» What is required: In the entries below, find each line where the word "width" appears and give only the total count of such lines.
===== Given data =====
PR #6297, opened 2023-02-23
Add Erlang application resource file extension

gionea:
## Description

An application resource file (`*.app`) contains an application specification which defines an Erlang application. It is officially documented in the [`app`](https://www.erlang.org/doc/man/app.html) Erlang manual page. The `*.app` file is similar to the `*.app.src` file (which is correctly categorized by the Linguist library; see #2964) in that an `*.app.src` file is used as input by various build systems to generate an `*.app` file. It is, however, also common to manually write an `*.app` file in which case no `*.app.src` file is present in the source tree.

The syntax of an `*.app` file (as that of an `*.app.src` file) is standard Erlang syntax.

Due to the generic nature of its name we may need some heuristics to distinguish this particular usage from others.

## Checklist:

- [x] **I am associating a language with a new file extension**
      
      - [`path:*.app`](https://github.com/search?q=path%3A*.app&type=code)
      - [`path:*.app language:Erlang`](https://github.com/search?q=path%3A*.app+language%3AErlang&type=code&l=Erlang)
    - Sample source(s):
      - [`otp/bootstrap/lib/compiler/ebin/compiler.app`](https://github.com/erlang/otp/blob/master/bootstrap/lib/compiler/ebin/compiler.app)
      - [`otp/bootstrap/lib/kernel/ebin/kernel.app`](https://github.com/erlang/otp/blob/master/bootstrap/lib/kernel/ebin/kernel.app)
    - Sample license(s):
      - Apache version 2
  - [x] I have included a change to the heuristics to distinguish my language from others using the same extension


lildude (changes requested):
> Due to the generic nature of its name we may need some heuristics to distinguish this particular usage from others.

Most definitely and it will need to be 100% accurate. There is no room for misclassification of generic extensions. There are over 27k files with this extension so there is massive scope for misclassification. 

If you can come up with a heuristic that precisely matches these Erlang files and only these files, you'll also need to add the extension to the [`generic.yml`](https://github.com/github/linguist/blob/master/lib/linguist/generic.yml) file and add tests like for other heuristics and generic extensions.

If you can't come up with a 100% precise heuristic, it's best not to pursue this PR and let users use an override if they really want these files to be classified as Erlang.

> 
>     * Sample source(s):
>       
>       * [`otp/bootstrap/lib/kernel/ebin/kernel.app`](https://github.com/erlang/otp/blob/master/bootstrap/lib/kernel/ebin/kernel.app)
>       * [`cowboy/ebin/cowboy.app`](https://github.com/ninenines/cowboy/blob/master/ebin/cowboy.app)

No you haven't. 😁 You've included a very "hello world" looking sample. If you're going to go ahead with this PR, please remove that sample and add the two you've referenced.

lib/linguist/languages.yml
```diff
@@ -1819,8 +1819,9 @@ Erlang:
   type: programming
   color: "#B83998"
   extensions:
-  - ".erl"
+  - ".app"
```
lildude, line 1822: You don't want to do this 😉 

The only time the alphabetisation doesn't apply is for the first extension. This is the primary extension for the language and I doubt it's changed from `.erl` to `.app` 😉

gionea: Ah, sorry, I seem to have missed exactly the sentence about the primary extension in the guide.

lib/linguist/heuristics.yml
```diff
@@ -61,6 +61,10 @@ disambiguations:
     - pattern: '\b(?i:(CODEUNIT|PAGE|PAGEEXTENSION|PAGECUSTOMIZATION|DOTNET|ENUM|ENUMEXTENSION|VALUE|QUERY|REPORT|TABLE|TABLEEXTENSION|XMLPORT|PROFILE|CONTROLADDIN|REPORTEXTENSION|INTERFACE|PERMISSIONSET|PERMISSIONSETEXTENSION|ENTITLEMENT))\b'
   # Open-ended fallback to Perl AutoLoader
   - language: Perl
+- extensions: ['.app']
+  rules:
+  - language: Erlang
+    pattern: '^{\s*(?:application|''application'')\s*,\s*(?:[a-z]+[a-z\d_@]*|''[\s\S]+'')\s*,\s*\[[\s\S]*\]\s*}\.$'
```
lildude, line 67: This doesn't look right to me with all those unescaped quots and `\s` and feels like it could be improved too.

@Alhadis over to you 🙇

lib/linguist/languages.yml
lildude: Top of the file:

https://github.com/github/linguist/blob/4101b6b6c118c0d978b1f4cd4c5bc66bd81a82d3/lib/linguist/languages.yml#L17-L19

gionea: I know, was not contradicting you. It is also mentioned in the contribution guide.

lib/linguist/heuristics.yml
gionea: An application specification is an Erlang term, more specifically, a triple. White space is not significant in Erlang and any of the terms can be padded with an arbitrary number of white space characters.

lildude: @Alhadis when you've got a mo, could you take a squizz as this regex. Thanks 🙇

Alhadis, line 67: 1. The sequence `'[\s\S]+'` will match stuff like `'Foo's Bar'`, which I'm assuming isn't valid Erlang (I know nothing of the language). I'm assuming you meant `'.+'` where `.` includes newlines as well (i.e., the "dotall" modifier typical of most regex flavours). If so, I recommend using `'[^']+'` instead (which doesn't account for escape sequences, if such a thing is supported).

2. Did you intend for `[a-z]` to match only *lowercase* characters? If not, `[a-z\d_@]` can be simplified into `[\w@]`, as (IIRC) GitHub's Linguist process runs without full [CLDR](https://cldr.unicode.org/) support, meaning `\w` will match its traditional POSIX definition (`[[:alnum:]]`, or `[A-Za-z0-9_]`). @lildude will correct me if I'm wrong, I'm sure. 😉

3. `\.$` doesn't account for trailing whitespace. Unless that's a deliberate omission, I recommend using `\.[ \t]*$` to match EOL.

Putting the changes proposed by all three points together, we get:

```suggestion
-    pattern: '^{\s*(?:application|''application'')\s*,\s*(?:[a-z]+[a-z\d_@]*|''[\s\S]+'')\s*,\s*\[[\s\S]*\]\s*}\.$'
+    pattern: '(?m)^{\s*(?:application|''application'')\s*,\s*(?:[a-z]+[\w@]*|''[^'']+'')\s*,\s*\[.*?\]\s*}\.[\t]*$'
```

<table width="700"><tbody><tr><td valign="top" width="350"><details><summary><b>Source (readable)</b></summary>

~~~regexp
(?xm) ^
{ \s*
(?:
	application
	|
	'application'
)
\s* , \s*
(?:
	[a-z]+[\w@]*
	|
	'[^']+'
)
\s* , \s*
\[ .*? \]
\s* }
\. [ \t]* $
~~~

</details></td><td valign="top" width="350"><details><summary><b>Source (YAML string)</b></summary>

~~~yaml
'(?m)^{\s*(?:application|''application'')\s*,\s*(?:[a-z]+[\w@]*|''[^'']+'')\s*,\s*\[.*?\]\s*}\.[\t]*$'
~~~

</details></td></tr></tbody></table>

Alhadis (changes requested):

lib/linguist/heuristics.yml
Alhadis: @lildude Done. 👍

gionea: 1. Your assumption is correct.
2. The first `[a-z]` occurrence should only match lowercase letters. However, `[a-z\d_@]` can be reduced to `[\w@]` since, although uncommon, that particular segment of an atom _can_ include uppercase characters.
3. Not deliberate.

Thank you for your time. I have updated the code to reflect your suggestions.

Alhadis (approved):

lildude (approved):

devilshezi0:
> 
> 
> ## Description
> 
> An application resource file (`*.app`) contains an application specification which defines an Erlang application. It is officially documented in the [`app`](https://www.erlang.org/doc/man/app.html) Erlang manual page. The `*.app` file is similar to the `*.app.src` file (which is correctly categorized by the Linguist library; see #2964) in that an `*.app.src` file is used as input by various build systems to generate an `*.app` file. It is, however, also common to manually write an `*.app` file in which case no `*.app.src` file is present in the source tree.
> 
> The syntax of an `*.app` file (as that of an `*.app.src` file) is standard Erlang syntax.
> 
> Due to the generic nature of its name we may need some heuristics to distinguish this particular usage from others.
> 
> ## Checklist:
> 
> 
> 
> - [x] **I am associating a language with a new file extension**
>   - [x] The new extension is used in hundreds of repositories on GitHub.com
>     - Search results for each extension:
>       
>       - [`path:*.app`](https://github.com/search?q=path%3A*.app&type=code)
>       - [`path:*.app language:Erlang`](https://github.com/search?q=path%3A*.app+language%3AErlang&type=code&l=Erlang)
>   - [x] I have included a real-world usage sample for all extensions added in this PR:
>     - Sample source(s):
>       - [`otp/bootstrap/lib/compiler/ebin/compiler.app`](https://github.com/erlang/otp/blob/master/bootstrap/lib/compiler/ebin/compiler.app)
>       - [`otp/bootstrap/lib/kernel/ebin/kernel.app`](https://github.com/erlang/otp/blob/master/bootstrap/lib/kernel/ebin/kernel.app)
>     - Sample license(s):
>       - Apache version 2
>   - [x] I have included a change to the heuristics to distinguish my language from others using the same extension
=====
» Solution for this exercise: 2